What you are asked to do - Write out each line from the data below that includes the word "your".

(Collected data entries)
_ _ _
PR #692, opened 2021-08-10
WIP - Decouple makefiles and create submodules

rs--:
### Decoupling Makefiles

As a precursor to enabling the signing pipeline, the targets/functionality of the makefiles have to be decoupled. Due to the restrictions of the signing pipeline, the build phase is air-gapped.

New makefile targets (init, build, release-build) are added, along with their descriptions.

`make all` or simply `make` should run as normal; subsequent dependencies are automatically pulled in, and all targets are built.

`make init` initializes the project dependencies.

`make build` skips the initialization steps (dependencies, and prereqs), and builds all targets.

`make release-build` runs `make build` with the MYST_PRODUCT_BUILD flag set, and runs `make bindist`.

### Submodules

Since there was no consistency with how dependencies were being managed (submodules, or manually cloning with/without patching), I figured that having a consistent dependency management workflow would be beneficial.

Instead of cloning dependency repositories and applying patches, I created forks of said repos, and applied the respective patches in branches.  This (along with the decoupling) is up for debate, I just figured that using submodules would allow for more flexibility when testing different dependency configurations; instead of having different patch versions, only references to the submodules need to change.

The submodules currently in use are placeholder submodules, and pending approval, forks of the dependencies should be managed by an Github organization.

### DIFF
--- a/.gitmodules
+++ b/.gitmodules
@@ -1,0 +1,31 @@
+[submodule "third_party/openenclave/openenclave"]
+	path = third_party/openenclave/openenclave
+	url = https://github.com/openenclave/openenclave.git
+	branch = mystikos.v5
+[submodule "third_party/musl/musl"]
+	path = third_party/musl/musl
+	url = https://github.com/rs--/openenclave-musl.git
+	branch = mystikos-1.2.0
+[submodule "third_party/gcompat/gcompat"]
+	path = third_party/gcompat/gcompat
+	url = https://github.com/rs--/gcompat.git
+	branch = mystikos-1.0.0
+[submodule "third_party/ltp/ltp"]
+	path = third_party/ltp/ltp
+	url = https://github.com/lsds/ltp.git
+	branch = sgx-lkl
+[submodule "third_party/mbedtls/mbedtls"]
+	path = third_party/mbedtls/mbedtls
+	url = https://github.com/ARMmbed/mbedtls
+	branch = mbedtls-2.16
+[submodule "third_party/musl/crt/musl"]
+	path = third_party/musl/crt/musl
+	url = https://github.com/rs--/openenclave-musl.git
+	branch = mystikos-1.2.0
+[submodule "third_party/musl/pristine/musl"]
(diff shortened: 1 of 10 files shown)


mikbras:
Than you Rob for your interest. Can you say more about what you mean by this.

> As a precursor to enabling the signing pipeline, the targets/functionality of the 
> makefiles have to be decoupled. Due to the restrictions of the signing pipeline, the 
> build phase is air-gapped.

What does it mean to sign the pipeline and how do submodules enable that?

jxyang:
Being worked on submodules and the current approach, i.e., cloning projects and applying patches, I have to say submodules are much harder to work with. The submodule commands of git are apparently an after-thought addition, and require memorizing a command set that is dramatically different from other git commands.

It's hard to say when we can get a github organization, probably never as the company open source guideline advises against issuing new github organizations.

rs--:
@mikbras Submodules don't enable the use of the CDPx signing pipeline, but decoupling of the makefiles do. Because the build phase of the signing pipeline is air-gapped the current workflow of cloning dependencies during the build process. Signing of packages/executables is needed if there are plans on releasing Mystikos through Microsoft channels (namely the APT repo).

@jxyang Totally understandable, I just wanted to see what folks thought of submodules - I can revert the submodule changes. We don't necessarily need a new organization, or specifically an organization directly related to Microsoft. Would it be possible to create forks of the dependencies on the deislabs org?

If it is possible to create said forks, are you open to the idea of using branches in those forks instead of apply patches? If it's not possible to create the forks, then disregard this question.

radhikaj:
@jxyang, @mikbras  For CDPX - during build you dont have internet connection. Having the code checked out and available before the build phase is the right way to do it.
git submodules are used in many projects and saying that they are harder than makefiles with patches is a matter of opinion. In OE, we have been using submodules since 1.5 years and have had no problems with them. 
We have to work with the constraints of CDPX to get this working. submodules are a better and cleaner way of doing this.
_ _ _
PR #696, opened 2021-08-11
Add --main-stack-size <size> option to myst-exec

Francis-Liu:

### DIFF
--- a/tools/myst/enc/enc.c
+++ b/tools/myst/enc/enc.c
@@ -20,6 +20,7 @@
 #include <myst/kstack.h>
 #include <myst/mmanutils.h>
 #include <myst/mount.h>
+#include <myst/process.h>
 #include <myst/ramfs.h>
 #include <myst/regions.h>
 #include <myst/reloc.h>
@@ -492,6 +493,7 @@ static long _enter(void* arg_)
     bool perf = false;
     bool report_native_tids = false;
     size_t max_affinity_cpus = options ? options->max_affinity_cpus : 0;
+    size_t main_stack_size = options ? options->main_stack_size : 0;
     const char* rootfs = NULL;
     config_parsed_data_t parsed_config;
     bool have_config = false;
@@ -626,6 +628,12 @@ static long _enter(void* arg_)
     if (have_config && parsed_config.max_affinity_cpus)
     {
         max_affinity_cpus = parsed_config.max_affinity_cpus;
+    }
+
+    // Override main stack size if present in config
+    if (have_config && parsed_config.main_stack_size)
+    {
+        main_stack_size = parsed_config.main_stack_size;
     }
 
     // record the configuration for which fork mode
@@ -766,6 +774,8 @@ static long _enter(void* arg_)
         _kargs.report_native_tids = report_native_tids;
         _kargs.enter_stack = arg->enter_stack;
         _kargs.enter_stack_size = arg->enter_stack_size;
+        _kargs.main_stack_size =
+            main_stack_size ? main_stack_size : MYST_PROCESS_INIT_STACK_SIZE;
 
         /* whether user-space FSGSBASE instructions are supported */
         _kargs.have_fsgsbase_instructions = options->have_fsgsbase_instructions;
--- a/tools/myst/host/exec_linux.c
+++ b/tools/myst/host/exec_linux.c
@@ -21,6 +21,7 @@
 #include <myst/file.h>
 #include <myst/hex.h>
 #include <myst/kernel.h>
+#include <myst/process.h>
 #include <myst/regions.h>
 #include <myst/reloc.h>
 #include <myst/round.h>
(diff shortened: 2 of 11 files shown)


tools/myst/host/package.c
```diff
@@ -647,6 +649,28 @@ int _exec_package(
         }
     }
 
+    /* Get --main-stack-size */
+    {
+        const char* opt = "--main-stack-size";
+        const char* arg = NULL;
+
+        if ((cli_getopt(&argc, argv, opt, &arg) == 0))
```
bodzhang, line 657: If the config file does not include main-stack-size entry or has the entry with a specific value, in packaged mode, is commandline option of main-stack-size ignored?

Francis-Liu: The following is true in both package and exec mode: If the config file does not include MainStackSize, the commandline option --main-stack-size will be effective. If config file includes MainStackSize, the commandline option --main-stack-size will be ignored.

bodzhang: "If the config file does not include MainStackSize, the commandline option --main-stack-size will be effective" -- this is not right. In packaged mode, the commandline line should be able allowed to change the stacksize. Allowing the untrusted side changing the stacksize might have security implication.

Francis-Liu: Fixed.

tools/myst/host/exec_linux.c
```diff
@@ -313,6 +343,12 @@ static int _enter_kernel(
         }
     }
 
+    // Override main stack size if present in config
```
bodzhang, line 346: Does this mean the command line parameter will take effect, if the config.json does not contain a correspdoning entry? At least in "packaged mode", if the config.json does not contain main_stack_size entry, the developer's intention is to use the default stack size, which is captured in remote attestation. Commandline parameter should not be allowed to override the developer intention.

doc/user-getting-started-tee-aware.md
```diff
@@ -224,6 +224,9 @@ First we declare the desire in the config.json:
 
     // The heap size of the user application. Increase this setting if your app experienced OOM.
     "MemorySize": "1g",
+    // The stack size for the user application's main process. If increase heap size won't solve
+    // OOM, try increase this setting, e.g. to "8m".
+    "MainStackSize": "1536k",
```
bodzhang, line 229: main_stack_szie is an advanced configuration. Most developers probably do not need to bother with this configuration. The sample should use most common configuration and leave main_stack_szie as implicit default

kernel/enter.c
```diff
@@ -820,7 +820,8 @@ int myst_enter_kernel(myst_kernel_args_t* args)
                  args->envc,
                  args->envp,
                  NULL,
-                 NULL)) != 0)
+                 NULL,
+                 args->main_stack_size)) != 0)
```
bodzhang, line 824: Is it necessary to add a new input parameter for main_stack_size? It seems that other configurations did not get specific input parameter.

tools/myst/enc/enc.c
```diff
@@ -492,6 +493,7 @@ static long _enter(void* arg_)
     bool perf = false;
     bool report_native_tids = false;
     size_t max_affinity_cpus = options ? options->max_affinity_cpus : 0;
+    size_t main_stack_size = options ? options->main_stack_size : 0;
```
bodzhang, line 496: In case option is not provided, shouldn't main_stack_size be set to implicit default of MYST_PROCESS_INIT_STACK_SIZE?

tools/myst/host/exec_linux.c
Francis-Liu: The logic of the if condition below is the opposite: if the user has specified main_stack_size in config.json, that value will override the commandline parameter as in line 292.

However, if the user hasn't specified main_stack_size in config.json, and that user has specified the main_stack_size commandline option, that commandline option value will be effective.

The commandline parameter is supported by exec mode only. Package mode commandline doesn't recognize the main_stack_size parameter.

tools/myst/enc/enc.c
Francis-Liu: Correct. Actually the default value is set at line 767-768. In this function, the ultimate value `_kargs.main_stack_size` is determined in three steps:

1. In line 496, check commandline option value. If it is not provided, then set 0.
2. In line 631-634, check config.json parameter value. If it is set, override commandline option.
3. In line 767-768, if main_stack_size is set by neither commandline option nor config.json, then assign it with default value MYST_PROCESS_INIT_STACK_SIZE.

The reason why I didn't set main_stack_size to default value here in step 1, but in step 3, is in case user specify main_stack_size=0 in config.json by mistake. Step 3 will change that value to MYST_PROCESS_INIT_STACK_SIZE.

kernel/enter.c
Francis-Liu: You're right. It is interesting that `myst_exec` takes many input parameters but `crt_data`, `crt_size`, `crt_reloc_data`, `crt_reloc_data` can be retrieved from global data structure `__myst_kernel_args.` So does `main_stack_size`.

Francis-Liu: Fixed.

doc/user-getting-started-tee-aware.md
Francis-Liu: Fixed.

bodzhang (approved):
_ _ _
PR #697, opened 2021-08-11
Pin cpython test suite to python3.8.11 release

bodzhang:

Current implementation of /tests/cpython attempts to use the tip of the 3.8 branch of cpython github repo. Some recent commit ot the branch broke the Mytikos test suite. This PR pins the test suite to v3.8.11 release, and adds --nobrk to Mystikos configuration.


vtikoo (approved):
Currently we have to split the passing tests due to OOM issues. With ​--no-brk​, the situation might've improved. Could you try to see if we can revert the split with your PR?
_ _ _
Result of this exercise -
Than you Rob for your interest. Can you say more about what you mean by this.
     // The heap size of the user application. Increase this setting if your app experienced OOM.
Currently we have to split the passing tests due to OOM issues. With ​--no-brk​, the situation might've improved. Could you try to see if we can revert the split with your PR?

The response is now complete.